Records shown: Begin

PR #3226, opened 2025-02-16
Run a cronJob every 30m to cleanup docker buildkit cache

yuvipanda:
https://github.com/docker/buildx/issues/1065#issuecomment-1098357043 is the best documentation on this command, and it should fully be able to replace what our imageCleaner currently does. And it's necessary, as I think imageCleaner doesn't actually clean up buildkit cache anymore.

This should be upstreamed into the helm chart, and imageCleaner deprecated / removed. However, I want to merge https://github.com/2i2c-org/binderhub-service/ into binderhub and turn that into the chart first, so we don't have to keep repeating work there. So in the meantime, this cronjob is here so we don't have mybinder.org outages (as happened in https://jupyter.zulipchat.com/#narrow/channel/469744-jupyterhub/topic/mybinder.2Eorg.20outage)

### DIFF
--- a/mybinder/templates/buildkit-pruner.yaml
+++ b/mybinder/templates/buildkit-pruner.yaml
@@ -1,0 +1,31 @@
+{{ if .Values.buildkitPruner.enabled }}
+apiVersion: batch/v1
+kind: CronJob
+metadata:
+  name: hello
+spec:
+  schedule: {{ .Values.buildkitPruner.schedule | quote }}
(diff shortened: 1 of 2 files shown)


yuvipanda:
testing on the bare instance to see if that works

yuvipanda:
We still need the imageCleaner, until https://github.com/jupyterhub/repo2docker/issues/1414 lands. Then it can be disabled.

Records shown: End

* **About this exercise**
Of the entries above, how many lines hold the word "issues"? Give back only that number.

* **Final answer**
2